ASSIGNED TASK: Read the data and repeat it in full, exactly.

*** Opening of MATERIALS PROVIDED ***

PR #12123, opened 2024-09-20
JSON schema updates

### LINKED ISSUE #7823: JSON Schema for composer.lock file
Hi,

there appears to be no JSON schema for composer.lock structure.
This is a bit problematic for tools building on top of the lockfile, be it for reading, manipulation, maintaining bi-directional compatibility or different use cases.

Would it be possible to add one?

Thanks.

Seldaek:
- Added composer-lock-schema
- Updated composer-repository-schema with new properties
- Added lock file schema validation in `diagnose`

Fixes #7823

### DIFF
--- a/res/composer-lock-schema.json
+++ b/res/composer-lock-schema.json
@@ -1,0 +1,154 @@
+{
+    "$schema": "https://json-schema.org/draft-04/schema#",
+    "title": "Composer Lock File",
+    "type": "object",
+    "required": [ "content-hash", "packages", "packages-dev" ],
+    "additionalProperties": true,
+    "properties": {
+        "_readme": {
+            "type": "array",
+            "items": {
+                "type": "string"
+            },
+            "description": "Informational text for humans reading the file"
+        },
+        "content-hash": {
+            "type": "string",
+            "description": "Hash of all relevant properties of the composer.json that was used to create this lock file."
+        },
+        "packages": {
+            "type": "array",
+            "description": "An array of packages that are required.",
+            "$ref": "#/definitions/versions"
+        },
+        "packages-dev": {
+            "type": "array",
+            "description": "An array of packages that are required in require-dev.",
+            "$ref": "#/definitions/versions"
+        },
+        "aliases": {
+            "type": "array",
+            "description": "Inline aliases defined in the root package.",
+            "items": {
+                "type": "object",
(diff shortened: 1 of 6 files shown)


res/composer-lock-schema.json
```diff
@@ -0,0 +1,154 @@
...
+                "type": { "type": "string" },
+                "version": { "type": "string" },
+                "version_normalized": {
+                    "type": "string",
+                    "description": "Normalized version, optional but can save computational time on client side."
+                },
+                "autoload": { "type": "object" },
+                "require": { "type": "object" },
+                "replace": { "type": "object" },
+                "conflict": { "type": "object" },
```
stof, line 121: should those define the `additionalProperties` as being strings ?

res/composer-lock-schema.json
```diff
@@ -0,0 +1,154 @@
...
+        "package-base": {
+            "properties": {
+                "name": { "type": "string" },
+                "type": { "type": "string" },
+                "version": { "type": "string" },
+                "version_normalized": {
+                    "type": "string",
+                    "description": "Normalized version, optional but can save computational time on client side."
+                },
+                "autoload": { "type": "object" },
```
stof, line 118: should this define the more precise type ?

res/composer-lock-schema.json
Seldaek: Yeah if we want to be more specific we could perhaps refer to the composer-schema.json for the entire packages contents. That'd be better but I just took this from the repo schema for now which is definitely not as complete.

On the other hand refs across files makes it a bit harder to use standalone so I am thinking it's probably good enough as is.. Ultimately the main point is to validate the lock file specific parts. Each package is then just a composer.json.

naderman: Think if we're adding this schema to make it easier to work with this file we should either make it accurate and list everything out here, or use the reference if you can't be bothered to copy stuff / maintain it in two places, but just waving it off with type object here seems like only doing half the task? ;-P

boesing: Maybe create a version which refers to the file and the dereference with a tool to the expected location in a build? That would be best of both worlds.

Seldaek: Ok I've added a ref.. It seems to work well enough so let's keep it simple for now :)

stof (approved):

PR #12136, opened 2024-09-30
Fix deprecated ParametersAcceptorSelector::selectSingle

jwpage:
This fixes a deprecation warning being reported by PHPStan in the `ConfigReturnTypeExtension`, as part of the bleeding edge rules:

*** Close of MATERIALS PROVIDED ***

ANSWER AREA:
PR #12123, opened 2024-09-20
JSON schema updates

### LINKED ISSUE #7823: JSON Schema for composer.lock file
Hi,

there appears to be no JSON schema for composer.lock structure.
This is a bit problematic for tools building on top of the lockfile, be it for reading, manipulation, maintaining bi-directional compatibility or different use cases.

Would it be possible to add one?

Thanks.

Seldaek:
- Added composer-lock-schema
- Updated composer-repository-schema with new properties
- Added lock file schema validation in `diagnose`

Fixes #7823

### DIFF
--- a/res/composer-lock-schema.json
+++ b/res/composer-lock-schema.json
@@ -1,0 +1,154 @@
+{
+    "$schema": "https://json-schema.org/draft-04/schema#",
+    "title": "Composer Lock File",
+    "type": "object",
+    "required": [ "content-hash", "packages", "packages-dev" ],
+    "additionalProperties": true,
+    "properties": {
+        "_readme": {
+            "type": "array",
+            "items": {
+                "type": "string"
+            },
+            "description": "Informational text for humans reading the file"
+        },
+        "content-hash": {
+            "type": "string",
+            "description": "Hash of all relevant properties of the composer.json that was used to create this lock file."
+        },
+        "packages": {
+            "type": "array",
+            "description": "An array of packages that are required.",
+            "$ref": "#/definitions/versions"
+        },
+        "packages-dev": {
+            "type": "array",
+            "description": "An array of packages that are required in require-dev.",
+            "$ref": "#/definitions/versions"
+        },
+        "aliases": {
+            "type": "array",
+            "description": "Inline aliases defined in the root package.",
+            "items": {
+                "type": "object",
(diff shortened: 1 of 6 files shown)


res/composer-lock-schema.json
```diff
@@ -0,0 +1,154 @@
...
+                "type": { "type": "string" },
+                "version": { "type": "string" },
+                "version_normalized": {
+                    "type": "string",
+                    "description": "Normalized version, optional but can save computational time on client side."
+                },
+                "autoload": { "type": "object" },
+                "require": { "type": "object" },
+                "replace": { "type": "object" },
+                "conflict": { "type": "object" },
```
stof, line 121: should those define the `additionalProperties` as being strings ?

res/composer-lock-schema.json
```diff
@@ -0,0 +1,154 @@
...
+        "package-base": {
+            "properties": {
+                "name": { "type": "string" },
+                "type": { "type": "string" },
+                "version": { "type": "string" },
+                "version_normalized": {
+                    "type": "string",
+                    "description": "Normalized version, optional but can save computational time on client side."
+                },
+                "autoload": { "type": "object" },
```
stof, line 118: should this define the more precise type ?

res/composer-lock-schema.json
Seldaek: Yeah if we want to be more specific we could perhaps refer to the composer-schema.json for the entire packages contents. That'd be better but I just took this from the repo schema for now which is definitely not as complete.

On the other hand refs across files makes it a bit harder to use standalone so I am thinking it's probably good enough as is.. Ultimately the main point is to validate the lock file specific parts. Each package is then just a composer.json.

naderman: Think if we're adding this schema to make it easier to work with this file we should either make it accurate and list everything out here, or use the reference if you can't be bothered to copy stuff / maintain it in two places, but just waving it off with type object here seems like only doing half the task? ;-P

boesing: Maybe create a version which refers to the file and the dereference with a tool to the expected location in a build? That would be best of both worlds.

Seldaek: Ok I've added a ref.. It seems to work well enough so let's keep it simple for now :)

stof (approved):

PR #12136, opened 2024-09-30
Fix deprecated ParametersAcceptorSelector::selectSingle

jwpage:
This fixes a deprecation warning being reported by PHPStan in the `ConfigReturnTypeExtension`, as part of the bleeding edge rules:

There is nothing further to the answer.